# [TASK OBJECTIVE]
Scan the lines below for the string "namespace" and copy every one that has it.

# [PROVIDED DATA]
* * * * * * *

PR #1674, opened 2020-10-19
Abstract CUDA backend implementation

mrwyattii:
Refactors the CUDA backend function definitions.  CUDA-specific code is kept in `cuda.hpp` headers and the non-specific (i.e., works with ROCm and CUDA) code is moved to a `gpu_lib.hpp` headers.  I also modified 2 files in `src` where we had previously missed a `cuda` --> `gpu_lib` replacement.

This is part 2 of 3 in porting the gpu_lib backend to HIP/ROCm.

Note that this PR includes changes from #1670 and will need to be rebased after that PR is merged.


include/lbann/utils/gpu/helpers.hpp
```diff
@@ -38,16 +38,22 @@
...
 namespace lbann {
 namespace gpu_lib = ::lbann::hip;
 }// namespace lbann
-
 #endif // LBANN_HAS_CUDA
+
+// Include gpu arch-independent stuff
+#if defined LBANN_HAS_GPU
+#include "gpu_lib.hpp"
+#endif // LBANN_HAS_GPU
```
timmoon10, line 57: Should we put the declarations before the implementations?

timmoon10 (commented):
Once this is rebased on #1670, this looks good. I am curious that we move a lot of the GPU math function implementations from the `impl/cuda.hpp` header to `impl/gpu_lib.hpp`. We should be aware that we are assuming that all vendors will use the same function names and will support all of the functions. It's not a bad assumption since these are the standard names used in the STL and SciPy, but I am slightly paranoid that Nvidia/AMD/Intel could do something weird.

benson31 (approved):
LGTM

PR #1997, opened 2021-11-03
Refactor deconvolution layer API to match PyTorch

timmoon10:
One of the annoyances with our deconvolution layers is that we can't make its dimensions match the corresponding convolution layer if there is a stride. The output dimensions are ambiguous and we always output the smallest valid tensor. To fix this, I am copying [PyTorch](https://pytorch.org/docs/stable/generated/torch.nn.ConvTranspose2d.html) and adding a `output_padding` option. If we have a stride-2 convolution, we can recover the original dimensions by applying a stride-2 deconvolution with `output_padding=1`.

While I was tinkering around, I've cleared out a lot of the cruft in our  API, expanded documentation, and added a unit test. The option names match PyTorch exactly (except for `has_bias`). String lists have been replaced with `list` s of `int` s. The old API still works (the only change is that `has_bias` defaults to `True`), but it has been marked as deprecated. If we don't experience too many problems, we can apply a similar approach to clean up the convolution layers.

[Bamboo is running](https://lc.llnl.gov/bamboo/browse/LBANN-TIM425-2).


timmoon10:
[No new CI errors](https://lc.llnl.gov/gitlab/moon13/lbann/-/pipelines/152498). As of 3/9/22, this is ready to merge.

benson31 (approved):
LGTM

benson31:
From the "software development" side of things, an important contribution of this PR is the start of something I've wanted to do for a while: using `repeated` fields instead of space-delimited strings. The latter may have made sense (in the sense that they're easier on human typers) when we were manually writing prototext, but in the PFE era, these add overhead in parsing the protobuf messages inside LBANN. Thanks, @timmoon10, for starting us down this path and I hope we can migrate the other layers/etc. in this direction (I have a feeling that the PFE is flexible enough to allow us to do this with no user impact).

samadejacobs (approved):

* * * * * * *

# [EXPECTED ANSWER]
 namespace lbann {
 namespace gpu_lib = ::lbann::hip;
 }// namespace lbann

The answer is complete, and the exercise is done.